Accelerating Shift to Minimally Invasive Endoscopic Ablation
Endoscopic eradication therapy now supplants esophagectomy for most dysplastic cases, with radiofrequency ablation (RFA) eliminating dysplasia in more than 90% of treated patients while conserving healthy tissue layers.[3]Mass General Hospital, “Radiofrequency Ablation Treatment for Barrett's Esophagus,” massgeneral.org Liquid-nitrogen cryotherapy reduces procedure-related pain fivefold versus RFA, which spurs accelerated adoption among centers prioritizing patient-reported outcomes.[4]Joshua Melson et al., “Liquid Nitrogen Spray Cryotherapy Reduces Pain,” lww.comSpray cryotherapy achieves 76% complete remission in RFA-refractory disease, addressing an otherwise undertreated subgroup. Combination strategies pairing endoscopic mucosal resection with subsequent ablation deliver 98.8% eradication and furnish histologic staging data that guide personalized follow-up. Collectively, these minimally invasive options reinforce procedural migration toward outpatient platforms, amplifying growth across device and service lines of the Barrett's esophagus market.
AI-Enabled Real-Time Dysplasia Detection Improving Yield
Machine-vision algorithms embedded in next-generation endoscopes register 93.8% sensitivity and 90.7% specificity for Barrett’s neoplasia, decisively outperforming unaided examiners. Fujifilm’s CAD EYE adds 17% to adenoma detection rates and cuts lesion measurement time to 2.8 seconds, illustrating tangible workflow efficiencies. Prospective trials at Mayo Clinic recorded a 38.6% adenoma detection rate with AI assistance versus 34.2% in comparator arms, indicating real-world clinical gain. Beyond identification, automated report generation and quality-metric dashboards reduce documentation omissions that can hinder reimbursement. As tertiary centers validate these benefits, adoption cascades into secondary facilities, enlarging the install base for premium imaging systems inside the Barrett's esophagus market.
Expanding Reimbursement for Radiofrequency Ablation
The 2025 MIPS Quality Measure #249 obliges U.S. providers to document Barrett’s morphology and dysplasia, linking compliance to performance incentives that stimulate procedure volumes. Medicare now reimburses RFA for both high- and low-grade dysplasia upon expert confirmation, broadening eligibility beyond earlier narrow guidelines. Private payers mirror federal policy; Capital BlueCross in late 2024 deemed RFA medically necessary for low-grade cases, smoothing prior authorization pathways. These policies collectively remove financial friction, accelerate referral patterns, and elevate device utilization across hospital and ambulatory settings, directly bolstering the Barrett's esophagus market.
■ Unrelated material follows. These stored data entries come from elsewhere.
PR #3182, opened 2024-06-04
feat: Implement basic light abstraction [flame_3d]

luanpotter:
# Description

Implement a basic light abstraction.

Still only supports one light for now, and no parameters other than its position.
Note: I will fix the 0-lights case when I add support for multiple lights.

A few complications arose that led me to revamp our component system a bit. Basically splitting the `Component3D` class into a more fundamental version of itself that only includes the 3D positioning stuff, and none of the rendering stuff, and what used to be `Component3D` becomes `Object3D` (I am not sold on the names, feel free to suggest replacements).

I also added a `Group3D` class to allow for people to create groups of components without carrying the rendering code. Of course you can still add children to Object3D as well. I am open to removing it and just making `Component3D` concrete instead.

The image below explains the new structure:

image

---

The difference between the 3 "light" classes:

* `LightComponent` → interacts with FCS. is Component3D, thus carries the position
* `LightSource` → describes the light in abstract terms (minus position). used both by `LightComponent` and `Light`
* `Light` → base description of a Light as a Resource. FCS agnostic. includes properties (source) + position

Again, I am open to any renames.

---

#### why separate component3d and object 3d?

not really needed but I didn't want light component to "carry" the rendering code that is not used. that also makes the distinction more clear as objects are completely different than lights. that way we don't have to have a definition of "non-light objects/components"

#### ~why do we need group3d?~

i removed group3d!

~again not really needed, you can add children to objects, but if you want a pure container (no rendering), this would make more semantic sense. other options would be to not have anything (tell people to group things using object3d) or make component3d concrete (tell people to use that). having group3d consolidates the separation of light as its own thing.~

#### why some classes end in 3D and some classes end in Component

[answer](https://martinfowler.com/bliki/TwoHardThings.html) (please help)

## Checklist

## Breaking Change?


packages/flame_3d/lib/src/resources/light/light.dart
```diff
@@ -0,0 +1,9 @@
+import 'package:flame_3d/components.dart';
+import 'package:flame_3d/graphics.dart';
+
+abstract class Light extends Component3D {
```
wolfenrain, line 4: A light should be a resource while this is a component. The `graphics` and `resources` directory should always stay flame agnostic as we can in the long term pull it out as a 3D rendering framework for others to use.

We should have light describe all the "shader values" just like how materials and such do that. And on bind it should set the uniforms on the current active shader/material somehow. I am not sure how we can best do that but the rendering pipeline should imho go:
```
- Mesh
   - Surface
      - Material
         - Texture
         - Shaders
         - Uniforms
- Light
   - Uniforms on Shaders
```

I am of course open to ideas, maybe potentially light should not even be a graphics resource (like you did here) but that we have to make sure that you still can control resource uniforms so that the light can change aspects of materials

luanpotter: I see. let me think about that.

we still need a way in the end to refer to the list of lights in the `bind` method of the mesh right?

so either we store it on the graphics device, or create another parameter to bind, like a `context`. what do you think?

I will try to take a look tonight on how other engines do this too, see if it can... shed any light on us.

luanpotter: @wolfenrain made an attempt based on what I learned from playing with Godot.

It is hard to be 1:1 because their architecture is very different, and they have no separation between their "components" (called Nodes) and the features (like Light).

packages/flame_3d/example/lib/rotating_light.dart
```diff
@@ -0,0 +1,23 @@
...
+
+  @override
+  void update(double dt) {
+    const radius = 15;
+    final angle = DateTime.now().millisecondsSinceEpoch / 4000;
+    final x = cos(angle) * radius;
+    final z = sin(angle) * radius;
+    light.position.setValues(x, 10, z);
+  }
+
```
luanpotter, line 22:
```suggestion
```

packages/flame_3d/lib/src/components/light_component.dart
```diff
@@ -0,0 +1,16 @@
...
+class LightComponent extends Component3D {
+  final Light light;
+
+  LightComponent({required this.light});
+
+  @override
+  void bind(GraphicsDevice device) {
+    world.device
+      ..model.setFrom(transformMatrix)
+      ..bindLight(light);
```
wolfenrain, line 14: This will grow the `lights` list in the graphics device on each frame right? We should clear the lights list in the `begin` method to ensure we dont have duplicate lights.

packages/flame_3d/lib/src/resources/light/light.dart
```diff
@@ -0,0 +1,24 @@
+import 'package:flame_3d/game.dart';
+import 'package:flame_3d/graphics.dart';
+import 'package:flame_3d/resources.dart';
+
+/// {@template light}
+/// A [Resource] that represents a light source that changes how the scene is
+/// rendered.
+///
+/// This class isn't a true resource, it does not upload it self to the GPU.
+/// Instead, it is used to modify how meshes are uploaded.
```
wolfenrain, line 10: 🔥

packages/flame_3d/lib/src/resources/light/light.dart
```diff
@@ -0,0 +1,24 @@
...
+/// {@endtemplate}
+class Light extends Resource<void> {
+  // TODO(luan): Add more attributes and light types
```
wolfenrain, line 13: In the long run we can make `Resource` a macro and allowing us to have more dynamic structs for shaders.

packages/flame_3d/lib/src/resources/light/light.dart
```diff
@@ -0,0 +1,24 @@
...
+  final Vector3 position;
+
+  /// {@macro light}
+  Light({
+    required this.position,
+  }): super(null);
```
wolfenrain, line 19:
```suggestion
  /// {@macro light}
  Light({
    required this.position,
  }): super(null);
  
  final Vector3 position;
```

I know this isn't how we do it in Flame but that is how I did it in `flame_3d` :P so we should either keep it or refactor the rest.

packages/flame_3d/lib/src/resources/material/spatial_material.dart
```diff
@@ -61,18 +60,18 @@ class SpatialMaterial extends Material {
 
   @override
   void bind(GraphicsDevice device) {
+    final lightPosition = device.lightPosition;
+    if (lightPosition == null) {
+      return;
+    }
```
wolfenrain, line 66: Instead of returning we should maybe do `?? Vector3.zero()` because now a mesh wont have a material if someone didn't add a light.

Or better (and a follow-up PR) have a default light like godot so that will be used **unless** there is a light in the scene.

packages/flame_3d/lib/src/components/light_component.dart
luanpotter: oh good catch, I didn't realize that in my testing

packages/flame_3d/lib/src/resources/light/light.dart
luanpotter: we can change that later to match Flame

packages/flame_3d/lib/src/resources/material/spatial_material.dart
luanpotter: that would cause us to actually add a light at (0, 0, 0), which would be kinda weird?

I think we can add a default light later when we support an omni light. these are spot lights so far

luanpotter: (right now if you don't add any lights nothing is renderer, which kinda makes sense)

packages/flame_3d/lib/src/graphics/graphics_device.dart
```diff
@@ -93,6 +95,17 @@ class GraphicsDevice {
 
   void clearBindings() {
     _renderPass.clearBindings();
+    _lights.clear();
+  }
```
wolfenrain, line 99: I don't think `flame_3d` is currently using the `clearBindings` in the render loop is it? We should probably call it somewhere 😅  maybe by default in the `end()`?

packages/flame_3d/lib/src/components/group_3d.dart
```diff
@@ -0,0 +1,19 @@
+import 'package:flame_3d/components.dart';
+
+/// {@template group_3d}
+/// [Group3D] is a [Component3D] that acts as a container for other
+/// [Component3D]s.
+///
+/// Changing the position, rotating or scaling the [Component3D] will affect
+/// the whole group as if it was a single entity.
```
luanpotter, line 8: I'm not convinced this will "just work", neither before nor now. But that is a test for a followup.

luanpotter:
@wolfenrain I think I came up with a nifty solution to solve the problem of LightComponent vs Light.
however I got excited and also attempted to solve other problems :P

packages/flame_3d/lib/src/components/component_3d.dart
```diff
@@ -1,48 +1,44 @@
...
+  final Transform3D transform;
+
   /// {@macro component_3d}
   Component3D({
     Vector3? position,
     Vector3? scale,
     Quaternion? rotation,
-  }) : transform = Transform3D()
+    List<Component3D> children = const [],
+  })  : transform = Transform3D()
```
wolfenrain, line 37: Does this mean children can be positioned in 3D space relative to the parent? I don't think that will work right now without changes to t he `Transform3D` right?

packages/flame_3d/lib/src/components/group_3d.dart
```diff
@@ -0,0 +1,19 @@
...
+///
```
wolfenrain, line 9:
```suggestion
```

packages/flame_3d/lib/src/components/group_3d.dart
wolfenrain: But the class itself would not be needed anyway because when it works the `Component3D` does the same thing :P

packages/flame_3d/lib/src/components/light_component.dart
```diff
@@ -0,0 +1,38 @@
...
+    Vector3? position,
+  }) : this(
+          source: SpotLight(),
+          position: position,
+        );
+
+  final LightSource source;
+
+  late final Light _light = Light(
+    transform: Transform3D(),
```
wolfenrain, line 23: Shouldn't this be the component's transform?

packages/flame_3d/lib/src/components/light_component.dart
```diff
@@ -0,0 +1,38 @@
...
+  Light get light {
+    return _light..transform.setFrom(transform);
+  }
+
+  @override
+  void onMount() {
+    assert(
+      parent is World3D,
+      'Lights must be added to the root of the World3D',
+    );
```
wolfenrain, line 36: Instead of an assert we should maybe just throw an exception? Asserts dissapear in release mode and children can be dynamically added/removed so you might never know why it fails in release mode

packages/flame_3d/lib/src/components/object_3d.dart
```diff
@@ -0,0 +1,62 @@
...
+/// [Object3D]s are the basic building blocks for a 3D [FlameGame].
+///
+/// It is an object that is positioned in 3D space and can be bind to be
+/// rendered by a [GraphicsDevice].
+///
+/// However, it has no visual representation of its own (except in
+/// debug mode). It is common, therefore, to derive from this class
+/// and implement a specific rendering logic.
+///
+/// See the [MeshComponent] for a [Component3D] that has a visual representation
```
wolfenrain, line 19:
```suggestion
/// See the [MeshComponent] for a [Object3D] that has a visual representation
```

packages/flame_3d/example/lib/rotating_light.dart
```diff
@@ -0,0 +1,20 @@
...
+          position: Vector3.zero(),
+        );
+
+  @override
+  void update(double dt) {
+    const radius = 15;
+    final angle = DateTime.now().millisecondsSinceEpoch / 4000;
+    final x = cos(angle) * radius;
+    final z = sin(angle) * radius;
+    position.setValues(x, 10, z);
```
wolfenrain, line 18: A little TODO to say that this is temporary would be nice :P the CI fails already anyway

packages/flame_3d/lib/src/components/component_3d.dart
luanpotter: it should, but I don't think it would right now. this is exactly how it was before

packages/flame_3d/lib/src/components/light_component.dart
luanpotter: it's being set to that value the line below:
```
  Light get light {
    return _light..transform.setFrom(transform);
  }
```
makes sure they are in sync

packages/flame_3d/lib/src/components/light_component.dart
luanpotter: this is the idiomatic way we do elsewhere, so I'd rather keep it consistent and change all at once later

packages/flame_3d/example/lib/rotating_light.dart
luanpotter: wouldn't say it is temporary, it is just an example

is the CI failing for this? I can only see the "expected" failures

packages/flame_3d/lib/src/components/group_3d.dart
luanpotter: they actually all seem to have this extra line. I can remove en mass if you don't want it

packages/flame_3d/lib/src/components/object_3d.dart
luanpotter, line 19:
```suggestion
/// See the [MeshComponent] for an [Object3D] that has a visual representation
```

packages/flame_3d/lib/src/components/object_3d.dart
```diff
@@ -0,0 +1,62 @@
...
+    // We set the priority to the distance between the camera and the object.
+    // This ensures that our rendering is done in a specific order allowing for
+    // alpha blending.
+    //
+    // Note(wolfenrain): we should optimize this in the long run it currently
+    // sucks.
+    priority = -(CameraComponent3D.currentCamera!.position - position)
+        .length
+        .abs()
+        .toInt();
```
wolfenrain, line 52: Shouldn't this live in `Component3D`?

packages/flame_3d/lib/src/game/notifying_quaternion.dart
```diff
@@ -170,5 +170,5 @@ class NotifyingQuaternion extends Quaternion with ChangeNotifier {
   }
 
   @override
-  Float32List get storage => UnmodifiableFloat32ListView(super.storage);
+  Float32List get storage => super.storage.asUnmodifiableView();
```
wolfenrain, line 173: Ah this is why we had it at `3.3.0` :P

packages/flame_3d/lib/src/graphics/graphics_device.dart
```diff
@@ -48,6 +48,10 @@ class GraphicsDevice {
 
   Size _previousSize = Size.zero;
 
+  /// Must be set by the rendering pipeline before elements are bound.
+  /// Can be accessed by elements in their bind method.
+  Iterable<Light> lights = [];
```
wolfenrain, line 53: Do we want to make this final? And/or private with a `Iterable` getter?

packages/flame_3d/lib/src/resources/light/light.dart
```diff
@@ -0,0 +1,29 @@
...
+    required this.source,
+  }) : super(null);
+
+  void apply(Shader shader) {
+    shader.setVector3('Light.position', transform.position);
+    // apply additional parameters
+    source.apply(shader);
+  }
+
+  static UniformSlot shaderSlot = UniformSlot.value('Light', {'position'});
```
wolfenrain, line 28: The additional parameters would only work if they are part of the shader slot right? Shouldn't this be determined by the resource of a light then?

packages/flame_3d/lib/src/resources/material/spatial_material.dart
```diff
@@ -61,29 +59,40 @@ class SpatialMaterial extends Material {
...
+    final cameraPosition = invertedView.transform3(Vector3.zero());
+    fragmentShader.setVector3('Camera.position', cameraPosition);
+  }
+
+  void _bindLights(GraphicsDevice device) {
+    final light = device.lights.firstOrNull;
+    if (light == null) {
+      return;
+    }
+    light.apply(fragmentShader);
```
wolfenrain, line 95: So are we applying or binding, the method name indicates something else. 

I vote for naming it `_applyLights` and calling it in the `_bindMaterials` instead. Because in the end it gets applied to the shader of the material.

packages/flame_3d/lib/src/components/group_3d.dart
wolfenrain: I still don't think we need the class tho, grouping is a core feature of any component.

packages/flame_3d/lib/src/components/group_3d.dart
wolfenrain: Yes please!

packages/flame_3d/lib/src/components/light_component.dart
wolfenrain: Wouldn't passing it be better? `Light` does not copy it and that way we don't have to use more memory.

packages/flame_3d/lib/src/components/component_3d.dart
wolfenrain: I agree it should be :P so one day we will be glad you already did this part of the code haha.

packages/flame_3d/lib/src/components/light_component.dart
luanpotter: I see. I was concerned with someone modifying the reference or something. but I guess it is final on the Component so should work

packages/flame_3d/lib/src/components/object_3d.dart
luanpotter: no, this is only relevant to components that are rendered, right?
that is the different between comp3d and obj3d

packages/flame_3d/lib/src/graphics/graphics_device.dart
luanpotter: cannot be final because it is modified by the world3d.
I opted to make it not final rather than to clear/addAll for performance reasons, but I can change

packages/flame_3d/lib/src/resources/light/light.dart
luanpotter: I am not sure I understand this comment, I did extract it to the Light resource exactly because this class is responsible for defining and binding these values (right now only position but more in the future)

packages/flame_3d/lib/src/resources/material/spatial_material.dart
luanpotter: I can rename to _applyLights, or I can rename light.apply to light.bind - no preference whatsoever
however I don't know if this should be inside the _bindMaterials, feels like light is a separate concept that the shader can use for several things... not super strong opinion though

wolfenrain: The spatial material is light aware and will always apply lights on it's material.

packages/flame_3d/lib/src/components/light_component.dart
wolfenrain: They still can :P but that is fine as that is the same as modifying the transform of the component.

packages/flame_3d/lib/src/resources/material/spatial_material.dart
luanpotter: I know, I was just thinking that other parts of the shader might want to know about light information, seemed more like a global concept than something that belongs in the material. but I can move it inside if you prefer, doesn't make any difference

luanpotter: in fact it is not even inside the `Material.` namespace, it has it's own `Light.` namespace... that is how it is currently organized

packages/flame_3d/lib/src/resources/light/light.dart
luanpotter: discussed offline - we can address this when we add custom lights

luanpotter:
@wolfenrain removed the group component, please lmk if this makes more sense to you

still keeping the separation of obj3d/comp3d; lmk if you want me to drop that as well.

packages/flame_3d/lib/src/components/light_component.dart
wolfenrain: I do think we should still change this to use the transform by reference right?

wolfenrain:
> @wolfenrain removed the group component, please lmk if this makes more sense to you
> 
> still keeping the separation of obj3d/comp3d; lmk if you want me to drop that as well.

Yea let's park that for now as is, we can always talk about it with the rest of the team later!

Left one comment on an open thread but apart from that LGTM!

packages/flame_3d/lib/src/components/light_component.dart
luanpotter: yes, I can do that!

packages/flame_3d/lib/src/components/group_3d.dart
luanpotter: removed

luanpotter:
@wolfenrain addressed final comments!

wolfenrain (approved):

Restraints Impact Analysis
| Restraint | (~) % Impact on CAGR Forecast | Geographic Relevance | Impact Timeline |
|---|---|---|---|
| High Capital Cost Of Advanced Endoscopic Systems | -0.6% | Global, particularly affecting emerging markets | Medium term (2-4 years) |
| Limited Specialist Skillset Outside Tertiary Centers | -0.4% | APAC, MEA, with training gaps in rural North America | Long term (≥ 4 years) |
| Uncertain Long-Term Durability Of Some Ablative Modalities | -0.3% | Global, affecting treatment selection protocols | Medium term (2-4 years) |
| Competition From Non-Endoscopic Cell-Capture Diagnostics | -0.2% | North America & EU, with FDA-cleared alternatives | Short term (≤ 2 years) |
| Source: Mordor Intelligence | |||
High Capital Outlay for Advanced Endoscopic Platforms
Comprehensive AI-ready imaging towers, 4K monitors, and disposable ablation catheters command upfront investments that can exceed USD 400,000 per suite, straining budgets for smaller hospitals and public institutions. Annual maintenance contracts, software licensing, and staff certification fees compound the barrier. Emerging markets face import tariffs and currency volatility that widen the affordability gap, delaying technology refresh cycles. Although financing options and pay-per-procedure models exist, uptake remains inconsistent, capping device penetration in cost-sensitive geographies. As a result, revenue expansion within segments of the Barrett's esophagus market that rely on premium capital equipment sees pockets of underperformance relative to headline growth.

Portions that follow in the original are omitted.